Wege zu einem bewussten Umgang
Wie kann Sharenting verantwortungsvoll gestaltet werden? Der Forschungsansatz des Mindful Sharenting bietet hier Orientierung. Er umfasst präventive Strategien wie:
Technische Schutzmassnahmen: Verpixeln von Gesichtern, keine Namensnennung, keine Standortdaten
Kommunikation mit dem Kind: Altersgerechte Einbindung in die Entscheidungsfindung
Reflexion der Motive: Bewusstes Abwägen zwischen Selbstdarstellung und Kinderwohl
Auch Plattformen stehen in der Verantwortung: Die Möglichkeit eines „Rechts auf Vergessen“ oder technische Funktionen zur Kontrolle der Sichtbarkeit könnten das Risiko senken. Darüber hinaus fordern Forschende ein verstärktes Augenmerk auf kriminologische Aspekte sozialer Plattformarchitekturen, um problematische Nutzungsmuster frühzeitig zu erkennen und zu unterbinden.
Quellen
Blum-Ross, A., & Livingstone, S. (2017). “Sharenting,” parent blogging, and the boundaries of the digital self. Popular Communication, 15(2), 110–125. https://doi.org/10.1080/15405702.2016.1223300
Doucet, A., & Mauthner, N. S. (2013). Tea and tupperware? Mommy blogging as care, work and consumption. In C. Rogers & S. Weller (Eds.), Critical approaches to care: Understanding caring relations, identities and cultures (pp. 92–104). Routledge.

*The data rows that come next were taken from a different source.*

PR #827, opened 2021-10-02
refactor animals table

metamoni:
Resolves #796 

### Description
Rename collection-related columns in `animals` table to more generic terms, and clarify the status of an animal (spawned or collected). This PR includes the necessary migrations to:
- rename `collection_year` to `entry_year`, `date_time_collected` to `entry_date`, `collection_position` to `entry point`
- add `""` as default value for `entry_point`
- add a `collected` column, which is `true` for collected and `false` for spawned animals

I have also updated all references to the renamed columns, as well as:
- the permitted params in the `animals_controller`
- the Animals index & show views, and the form
- the Animal model with new validation to require a non-blank entry point for collected animals
- seeds, specs, factories

### Type of change
(I think this is a new feature?)
* New feature (non-breaking change which adds functionality)

### How Has This Been Tested?
- updated existing specs
- added specs to test the new validation in the Animal model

Kopecky, K., Szotkowski, R., Aznar-Díaz, I., & Romero-Rodríguez, J. M. (2020). The phenomenon of sharenting and its risks in the online environment. Experiences from Czech Republic and Spain. Children and Youth Services Review, 110, 104812. https://doi.org/10.1016/j.childyouth.2020.104812
Livingstone, S., & Helsper, E. (2010). Balancing opportunities and risks in teenagers' use of the internet: The role of online skills and internet self-efficacy. New Media & Society, 12(2), 309–329. https://doi.org/10.1177/1461444809342697
Security.org. (2021). Parenting on social media: Survey report. Retrieved from https://www.security.org/digital-safety/parenting-social-media-report/
Tosuntaş, Ş. B., & Griffiths, M. D. (2024). Sharenting: A systematic review of the empirical literature. Journal of Family Theory & Review, 16(3), 525-562.